Linear Discriminant Analysis

Logistic regression is a classification algorithm traditionally limited to two-category classification problems. If you have more than two categories, the Linear Discriminant Analysis algorithm is the preferred linear classification technique.

The representation of LDA is very simple. It consists of the statistical properties of your data, computed for each class. For a single input variable, this consists of:

  1. Mean value for each category.
  2. Variance calculated across all categories.


Predictions are made by calculating the discriminant value for each category and targeting the category with the largest value. It is assumed that the data has a Gaussian distribution (bell curve), so it is best to remove outliers from the data beforehand. It is a simple and powerful method for categorical predictive modeling problems.

Classification and regression trees

Decision trees are an important algorithm for predictive modeling machine learning.

The representation of a decision tree model is a binary tree.
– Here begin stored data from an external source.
PR #112, opened 2016-04-13
Additional error handling for rendering views

brianparry:
* Add ViewRenderError and InternalServerError with 500 status.
* Add check for valid template in db renderable render method.

### DIFF
--- a/lib/common/db-renderable-content.js
+++ b/lib/common/db-renderable-content.js
@@ -12,7 +12,8 @@ dbRenderableContentServiceFactory.$inject = [
     '_',
     'Services.Waterline',
     'Logger',
-    'ejs'
+    'ejs',
+    'Assert'
 ];
 
 /**
@@ -33,7 +34,8 @@ function dbRenderableContentServiceFactory(
     _, 
     waterline, 
     Logger, 
-    ejs ) 
+    ejs,
+    assert )
 {
     var logger = Logger.initialize(dbRenderableContentServiceFactory);
 
@@ -118,6 +120,7 @@ function dbRenderableContentServiceFactory(
 
     DbRenderableContentService.prototype.render = function render (name, options, scope) {
         return this.get(name, scope).then(function (template) {
+            assert.ok(template, name + ' is not a valid template');
             return ejs.render(template.contents, options);
         });
     };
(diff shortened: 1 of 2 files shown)


lib/common/db-renderable-content.js
```diff
@@ -118,6 +118,11 @@ function dbRenderableContentServiceFactory(
 
     DbRenderableContentService.prototype.render = function render (name, options, scope) {
         return this.get(name, scope).then(function (template) {
+            if (!template) {
+                throw new Errors.TemplateRenderError(
```
heckj: need to inject an Error object in the `di` setup to get to this?

brianparry: @heckj I was hoping no one would notice that :)  I wasn't quite quick enough pushing the fix.

heckj: lol, all good

lib/common/db-renderable-content.js
```diff
@@ -118,6 +120,11 @@ function dbRenderableContentServiceFactory(
 
     DbRenderableContentService.prototype.render = function render (name, options, scope) {
         return this.get(name, scope).then(function (template) {
+            if (!template) {
```
benbp: Maybe this is way too minuscule of a concern, but wouldn't we want empty strings to be valid templates?

brianparry: @benbp Yeah - I guess that's true; an empty string is a valid template.  I added this check to catch the case where template is undefined.  Maybe `typeof(template) === 'string'` is a more appropriate check.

This is a binary tree from algorithms and data structures, nothing fancy. Each node represents an input variable (x) and a split point on that variable (assuming the variable is numeric).


The leaf nodes of the tree contain an output variable (y) that is used to make predictions. Predictions are made by traversing the splits of the tree until a leaf node is reached and outputting the class value at that leaf node.

Trees are also fast at making predictions. They are also usually accurate for a wide range of problems and do not require any special preparation of the data.